Fire bans not effective as the Amazon and Pantanal burn, study says

By Fernanda Wenzel

In August 2019, the number of fires in the Brazilian Amazon skyrocketed, making international headlines and prompting protests in cities like London, Paris and Toronto. While the global community was shocked by images of burning trees and animals, in Brazil, the arrival of the smoke in the country’s business capital and largest city, São Paulo, made the urban population suddenly wake up to the problem.

The crisis also drew the attention of the scientific community, which has since invested more effort into creating tools and data to understand the dynamics of fire in the Amazon, a biome not naturally adapted to burning. “All this caused a stir among researchers, who began to ask themselves, ‘What is going on?'” Manoela Machado, a researcher with the Environmental Change Institute at the University of Oxford, told Mongabay.

Fire doesn’t occur naturally in the Amazon, unlike in the Cerrado, the vast Brazilian savanna, or the forests of California.

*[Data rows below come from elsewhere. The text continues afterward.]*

PR #21199, opened 2026-02-09
[test] Test that import ROOT does not implicitly import cppyy

vepadulano:
Adds a test after the recent improvements of the ROOT Python package.

### DIFF
--- a/bindings/pyroot/pythonizations/test/root_no_implicit_cppyy.py
+++ b/bindings/pyroot/pythonizations/test/root_no_implicit_cppyy.py
@@ -1,0 +1,26 @@
+import unittest
+
+
+class ROOTNoImplicitCppyy(unittest.TestCase):
+    """
+    Test that import ROOT does not implicitly import cppyy.
+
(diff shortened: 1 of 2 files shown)


bindings/pyroot/pythonizations/test/root_no_implicit_cppyy.py
```diff
@@ -0,0 +1,21 @@
...
+    parts of ROOT which involve initialization of the C++ runtime.
+    """
+
+    def test_no_implicit_cppyy_import(self):
+        import sys
+
+        import ROOT  # noqa: F401 We just need to import the package without using it
+
+        self.assertFalse("cppyy" in sys.modules)
+
```
guitargeek, line 18:
```suggestion

ROOT.gTInterpreter

self.assertTrue("cppyy" in sys.modules)
```

Just as a sanity check (imagine we rename `cppyy` at some point, then the existing test would be mute).

vepadulano: Good point, thanks!

PR #21204, opened 2026-02-09
[net] Make TSocket::Recv slightly more readable

silverweed:
- set out pointer to `nullptr` instead of `0`
- use `while` instead of `goto`
- add a couple of explaining comments


pcanal (approved):
Thanks.

PR #21206, opened 2026-02-09
[test][cppyy] Add test for string_view to Python str

aaronj0:
Adds a cppyy test for https://github.com/root-project/root/pull/19620. This simple test ensures we don't regress and see the old behaviour of string_view: `str(s) == '"Hello, World!"[13]'`


guitargeek (approved):
Thank you very much!

PR #21207, opened 2026-02-09
[net] testParallelMergingFile: enable thread safety

silverweed:
Tentative fix for the sporadic crash we get in this test. On my machine it seems to solve the issue.


net/net/test/testParallelMergingFile.cxx
```diff
@@ -90,6 +90,8 @@ static void Server(std::unique_ptr<TServerSocket> ss, const std::string &outFile
 
       delete msg;
    }
+
+   std::scoped_lock<std::mutex> lock(gMutex);
```
pcanal: If this solves the problem, we ought to understand better the underlying cause.

PR #21210, opened 2026-02-09
[hist] Add tutorials for concurrent filling and conversion to `TH1`

hahnjo:


hahnjo:
gentle ping :smiley:

siliataider (approved):
They look good thanks!

pcanal:
> Just a reminder, we need to make a decision if it is acceptable to create a TH* histogram without a name.

It would be sub-optimal to have an empty name both for code (see next point) and for clarity when the histogram is stored in a file or shown in the browser (and when drawn).  For reminder the lists this histogram may/will end up in are using hash list based on the name.

hahnjo:
> Since we now have the conversion to TH1, should we use it to draw the histogram in the concurrent filler tutorial?

Yes, that's a point of discussion. I'm not sure how much we want to "advertise" the fallback path to `TH*` in all tutorials. For the moment, it's separated between "needs only `histv7`" and "relies also on `histv7util`"...

> Just a reminder, we need to make a decision if it is acceptable to create a TH* histogram without a name.

Yes, I took note.

> It would be sub-optimal to have an empty name both for code (see next point) and for clarity when the histogram is stored in a file or shown in the browser (and when drawn). For reminder the lists this histogram may/will end up in are using hash list based on the name.

At the moment, we use the default `TH1()` constructor which doesn't add the histogram anywhere. From that point of view, a name is completely optional and I'm not sure I see the advantage of forcing the user to choose a name...

PR #21211, opened 2026-02-09
Support Home/End keys in ROOT prompt on rxvt-unicode

guitargeek:
Closes JIRA ticket https://its.cern.ch/jira/browse/ROOT-10988

Thanks to Joao Pedro Athayde Marcondes De Andre for the patch, which was tested on rxvt-unicode (aka. urxvt) version 9.31.


pcanal (approved):
Thanks.

PR #21212, opened 2026-02-09
[RF] No verbose teststat printouts

cburgard:
# This Pull request:

remove some very verbose printouts from the ProfileLikelihoodTestStat

I guess the printouts could also be changed to use one of the RooFit printout mechanisms, but as it stands, they cannot be silenced, which is an issue since the test can be invoked from the ToyMCSampler inside the toy loop, which can easily generate O(10000) lines of output.

## Checklist:

- [x] tested changes locally

This PR fixes #

### DIFF
--- a/roofit/roostats/src/ProfileLikelihoodTestStat.cxx
+++ b/roofit/roostats/src/ProfileLikelihoodTestStat.cxx
@@ -303,25 +303,26 @@ std::unique_ptr<RooFitResult> RooStats::ProfileLikelihoodTestStat::GetMinNLL() {
    TString algorithm = ROOT::Math::MinimizerOptions::DefaultMinimizerAlgo();
    if (algorithm == "Migrad") algorithm = "Minimize"; // prefer to use Minimize instead of Migrad
    int status;
+   auto &msg = RooMsgService::instance();
    for (int tries = 1, maxtries = 4; tries <= maxtries; ++tries) {
       status = minim.minimize(minimizer,algorithm);
       if (status%1000 == 0) {  // ignore errors from Improve
          break;
       } else if (tries < maxtries) {
-	//         std::cout << "    ----> Doing a re-scan first" << std::endl;
+	msg.log(nullptr, RooFit::DEBUG, RooFit::Minimization) << " ----> Doing a re-scan first\n";
          minim.minimize(minimizer,"Scan");
          if (tries == 2) {
             if (fStrategy == 0 ) {
-	      //               std::cout << "    ----> trying with strategy = 1" << std::endl;
-               minim.setStrategy(1);
+	      msg.log(nullptr, RooFit::DEBUG, RooFit::Minimization) << "    ----> trying with strategy = 1\n";
+	      minim.setStrategy(1);
             }
             else
-               tries++; // skip this trial if strategy is already 1
+	      tries++; // skip this trial if strategy is already 1
          }
          if (tries == 3) {
-	   //            std::cout << "    ----> trying with improve" << std::endl;
-            minimizer = "Minuit";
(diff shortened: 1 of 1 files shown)


roofit/roostats/src/ProfileLikelihoodTestStat.cxx
```diff
@@ -308,18 +308,18 @@ std::unique_ptr<RooFitResult> RooStats::ProfileLikelihoodTestStat::GetMinNLL() {
       if (status%1000 == 0) {  // ignore errors from Improve
          break;
       } else if (tries < maxtries) {
-         std::cout << "    ----> Doing a re-scan first" << std::endl;
+	//         std::cout << "    ----> Doing a re-scan first" << std::endl;
```
silverweed: @guitargeek can we use `R__LOG_DEBUG` to silence these by default but still have them available if one sets the debug level appropriately?

roofit/hs3/src/RooJSONFactoryWSTool.cxx
```diff
@@ -581,9 +581,10 @@ void importAnalysis(const JSONNode &rootnode, const JSONNode &analysisNode, cons
    if (!nllNode->has_child("data")) {
       throw std::runtime_error("likelihood node has no data attached!");
    }
+
    std::vector<std::string> nllDistNames = valsToStringVec((*nllNode)["distributions"]);
```
silverweed, line 584: Should this also be:
```suggestion
   std::vector<std::string> nllDistNames = valsToStringVec(analysisNode["distributions"]);
```
?

roofit/roostats/src/ProfileLikelihoodTestStat.cxx
cburgard: I've just committed a change to this effect, I hope I used it correctly.

silverweed: That's not how `R__LOG_DEBUG` is used: see `core/foundation/inc/ROOT/RLogger.hxx` for the definition and e.g. `core/foundation/test/testLogger.cxx` for the usage.
However I don't see it used anywhere in roofit so maybe rootfit uses something different, that's why I asked @guitargeek.

Also, as a general rule please always test that your code at the very least compiles before pushing, otherwise the CI can waste a lot of CPU time for something that's easily caught locally...

cburgard: Ah ok, sorry! I'm currently working on several PRs at the same time locally and didn't find it very easy to go back to this one to test (I did the edit via the webinterface), but you are correct, of course!
I'll roll back my change.

roofit/hs3/src/RooJSONFactoryWSTool.cxx
cburgard: No, this is correct as-is. Distributions are stored as part of the NLL, wheras the external constraints are stored as part of the analysis node (=ModelConfig).
But thanks for checking!

roofit/roostats/src/ProfileLikelihoodTestStat.cxx
cburgard: I have now reverted the change and instead used the `RooMsgService` debug logging, which is the default for most parts of roofit AFAIK.

Please let me know if you find this more agreeable.

roofit/hs3/src/RooJSONFactoryWSTool.cxx
cburgard: This commit does not actually belong in this PR but is supposed to be merged seprately here:

https://github.com/root-project/root/pull/21197

I've removed it from the history to keep the log clean.

PR #21214, opened 2026-02-09
[ML][Python] Clean up dataloader API and avoid redundant RDF graph triggers

siliataider:
# This Pull request:

## Changes or fixes:
This PR summarizes some optimizations and cleanup, main points here:
- Removed the `RDataFrame::Count()` calls from the `RDatasetLoader` and the `RChunkLoader` to reduce the number of times we trigger the RDF computation graph.
- Removed mutable default arguments, replaced with `None` and explicit normalization.
- Updated docstrings and type hints to be consistent.

## Checklist:

- [x] tested changes locally

### DIFF
--- a/bindings/pyroot/pythonizations/python/ROOT/_pythonization/_ml_dataloader.py
+++ b/bindings/pyroot/pythonizations/python/ROOT/_pythonization/_ml_dataloader.py
@@ -29,26 +29,30 @@ class BaseGenerator:
     def get_template(
         self,
         x_rdf: ROOT.RDF.RNode,
-        columns: list[str] = list(),
-        max_vec_sizes: dict[str, int] = dict(),
+        columns: list[str] | None = None,
+        max_vec_sizes: dict[str, int] | None = None,
     ) -> Tuple[str, list[int]]:
         """
         Generate a template for the DataLoader based on the given
         RDataFrame and columns.
 
         Args:
-            rdataframe (RNode): RDataFrame or RNode object.
-            columns (list[str]): Columns that should be loaded.
+            x_rdf (RNode): RDataFrame or RNode object.
+            columns (list[str], optional): Columns that should be loaded.
                                  Defaults to loading all columns
                                  in the given RDataFrame
-            max_vec_sizes (list[int]): The length of each vector based column.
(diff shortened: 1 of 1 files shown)


bindings/pyroot/pythonizations/python/ROOT/_pythonization/_ml_dataloader.py
```diff
@@ -83,14 +87,14 @@ def get_template(
...
         batch_size: int = 0,
         chunk_size: int = 0,
         block_size: int = 0,
-        columns: list[str] = list(),
-        max_vec_sizes: dict[str, int] = dict(),
+        columns: list[str] | None = None,
+        max_vec_sizes: dict[str, int] | None = None,
         vec_padding: int = 0,
-        target: str | list[str] = list(),
+        target: str | list[str] | None = None,
```
vepadulano, line 97: Doesn't have to be done for this PR, but something to discuss for the future is what is the meaning of having `rdataframes`, `columns`, `target` be optional arguments? That means that we are supporting calls such as `CreateNumpyGenerators()`, the meaning of which is confusing to me.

In the rainforest, it takes human action to start and spread fires, and as such, burning is usually associated with the final step in the deforestation process: once chainsaws and tractors have done their work of felling trees and clearing vegetation, deforesters set fires to burn all the remaining trunks, roots and vines. Ranchers also use fire to renew cattle pastures, especially in areas with low-quality grass and no access to modern farming techniques.

Using fire to clear land is legal in Brazil, but farmers and ranchers must have authorization from state environmental regulators to use the technique. Usually, however, these fires are set illegally and grow out of control.

“Fires, both for grazing and to complete the deforestation process, are the most common ones and cover the largest areas in the Amazon,” said Ane Alencar, director of science at the Amazon Environmental Research Institute (IPAM).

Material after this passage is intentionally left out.